[Saved data entries]
PR #651, opened 2022-08-08
fix: resolve import collisions for services

doochik:


stephenh:
Cool, thanks @doochik !

PR #654, opened 2022-08-17
feat: Add optional json field names map to message type

GregVS:
Protobuf messages may be stored as JSON objects, for example in a database. Performing query or lookups on these objects often requires a string representation of the message's field names (keys). Currently, the programmer needs to hardcode these strings in their code, but if the underlying protobuf definition changes, there will be no warning that those field names are invalid. Providing an optionally generated mapping of each key to its corresponding JSON name allows Typescript to flag if that field does not exist. This can be enabled using `outputJsonFieldNames=true` which adds a map object to the message type named `$jsonFields`.

Example Proto:
```
message Foo {
  string bar = 1;
}
```

Typescript Generated Class Member:
```
const Foo = {
  $jsonFields: {
    bar: "bar"
  } as const,
  ...
}
```

### DIFF
--- a/README.markdown
+++ b/README.markdown
@@ -397,6 +397,8 @@ Generated code will be placed in the Gradle build directory.
 
 - With `--ts_proto_opt=outputTypeRegistry=true`, the type registry will be generated that can be used to resolve message types by fully-qualified name. Also, each message will get extra `$type` field containing fully-qualified name.
 
+- With `--ts_proto_opt=outputJsonFieldNames=true`, each message will get an extra `$jsonFields` object containing a mapping from each message key to it's corresponding JSON name.
+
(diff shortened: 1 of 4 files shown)


stephenh:
@GregVS thanks for the PR! My initial thought is that this seems like a slippery slope to the existing `outputTypeRegistry` feature.

Granted, I assume you've seen that and don't need _everything_ that it does?

I also get that it's nice to have `$jsonFields` directly on the `Foo` const...

I dunno, maybe we could generalize this a little bit and do like:

```
const Foo = {
  $fields = { bar: { jsonName: "bar" } }
}
```

With an option like `fieldsMetadata=jsonName`? Then maybe eventually someone wants `fieldsMetadata=jsonName,type` and we could do `$fields = { bar: { jsonName: "bar", type: "int[]" } }` or something like that.

Basically make it a little bit more generic so that `$fields` could have more things added to it in the future.

Also, if you could include an `integration-test/...` with a tiny `*.proto` and then `parameters.txt` set to use the new flag you're introducing, that would be great as those serve as our regression tests.

Issue #494, opened 2022-01-25
Add better return types for toJson methods


stephenh:
See #492 but it'd be nice to `.toJson()` to return `JsonOf<FooMessage>` or `FooMessageJson` so that API layers that want "basically JSON, but with a few custom mappings" could reuse `.toJson()` instead of missing out b/c of the `unknown`.

boukeversteegh:
Just adding some thoughts: Would `JsonOf` be new generic type? In several cases, the generated Json has a different interface than the native typescript interface, so I guess this implies that a generic type would not work for all cases. It may require a dedicated interface per message, or only for those cases where there are canonical representations.

stephenh:
@boukeversteegh yeah, good point that, if `JsonOf` was a mapped type, it would need to have conditionals to recognize the various "this TS native type --> this one-off JSON type"...

Which, yeah, that sort of complexity is typically handled better by just doing codegen.

Issue #492, opened 2022-01-23
Next.js does not serialize values that are undefined


m8vago:
First of all thanks for your hard work, ts-proto is really awesome!

Recently we'd updated to the latest version and noticed, the grpc response has `undefined` values as a default for fields which aren't sent in the wire. 

I think the change was made in this commit:
`https://github.com/stephenh/ts-proto/commit/70832d33bae82ecb3c5f87845d14e992a13437e4#diff-4fab5baaca5c14d2de62d8d2fceef376ddddcc8e9509d86cfa5643f51b89ce3d`

However this broke our Next.js frontend, because _next_ forbids to send an object in `getServerSideProps()` as a response that has any `undefined` value.

As far as i see, in the current code-base there is no option to disable the default `undefined` value for optional fields.

I am aware of `Type.toJson()` calls are dealing with this issue, but those are returning `any` types, which would make our code less type-safe.

Would it be possible to have a flag that restores the old behavior?

stephenh:
Huh, that's interesting. I guess the next js restriction makes sense, insofar as it's expected a valid JSON value (I assume) and undefined as a value is not valid JSON.

As you pointed out, this is b/c you're putting "not meant to be JSON" objects on the wire, and previously it had just happened to work out. I'd be a little worried that this is a slippery slope, i.e. that besides the `undefined` issue that eventually you'll run into other mismatches where instead of just "proto messages that are implicitly JSON.stringified", you might want other "better/actual JSON" output that comes from the canonical protobuf JS encoding, which again as you mention is what the `.toJson`s do...

For example, how do you handle `Date`s? By default, ts-proto will use js `Date`s in messages, so the message type will be `{ startDate: Date }` but the "actual JSON type" is `{ startDate: string }`. Does your `getServerSideProps` in this case have to return `startDate: string` i.e. the literal JSON-on-the-wire type?

Fwiw, the reason we introduced this change is that setting all keys directly on instantiation is supposed to help (handwaving) with v8 optimizations, so I'd at least want to keep it as the default behavior.

Seems like there are a few options:

1. As you said, we could add an option to not set keys as `undefined` by default
[...]

PR #656, opened 2022-08-18
feat: omit optional fields in base instance

robot9706:
Releated to #494 and #492.
Should fix the issue where nextjs is unable to serialize server side props.

By default the feature is disabled so nothing changes in the genererated code, optional fields can be omited using the "omitOptionalUndefineds=true" option.


stephenh:
Hey @robot9706 , thanks for the PR!

I'm remembering this issue now... I think this sounds good, to fix it via a flag. A few asks:

* And you run `yarn proto2bin` in the top-level directory? This should use docker to generate the `*.bin` files and so be host & protoc-version independent. Basically they shouldn't show up as changed in your PR.

* Can you add a new `integration-tests/*` directory with a super-small `*.proto` and `parameters.txt` that shows the generated output with the new flag enabled?

* Maybe call this `initializeFieldsAsUndefined=true/false`? Wdyt of that name?

* Should we change `initializeFieldsAsUndefined` to `false` if `nestJs=true` is set?

* Can you add a note about the new flag to the readme?

Apologies for the ~3-4 asks, but overall this lgtm and we can work on getting it merged. Thanks!

robot9706:
Hi! Thanks for checking out the PR!

> * And you run `yarn proto2bin` in the top-level directory? This should use docker to generate the `*.bin` files and so be host & protoc-version independent. Basically they shouldn't show up as changed in your PR.

I did run `yarn proto2bin` in the top-level directory, I'll look into fixing the test files then.

> * Can you add a new `integration-tests/*` directory with a super-small `*.proto` and `parameters.txt` that shows the generated output with the new flag enabled?

Yes, sure.

> * Maybe call this `initializeFieldsAsUndefined=true/false`? Wdyt of that name?

In my opinion this option should be disabled by default since it changes some optimisations, that's why I wanted to name it something which reflects that it's off by default, and setting to "true" enables it.
But `initializeFieldsAsUndefined` works for me as well if you think that's a better name. 

> * Should we change `initializeFieldsAsUndefined` to `false` if `nestJs=true` is set?

That's a good question, I think it yes that could be the default behaviour but I'll think about it and get back to you.

> * Can you add a note about the new flag to the readme?

Oh I forgot to add the new flag to the readme, my bad.

robot9706:
I pushed some changes:

- Changed the name of the option to the one you suggested, also made sure to set it to `false` if `nextJs` is enabled.
- Added a new integration test.

After rebuilding the tests loads of other `*.bin` files changes as well, I'm not sure if I should commit these files... any input on these?

stephenh:
Hey @robot9706 , this looks great! The CI build failed with a very minor failure I fixed by just merging main in #669 , and so your work got merged via that PR and I'll close this one out. Thanks!

robot9706:
Thanks for your help!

[Activity]
Show all lines above that contain "opened".

[Response for this exercise]
PR #651, opened 2022-08-08
PR #654, opened 2022-08-17
Issue #494, opened 2022-01-25
Issue #492, opened 2022-01-23
PR #656, opened 2022-08-18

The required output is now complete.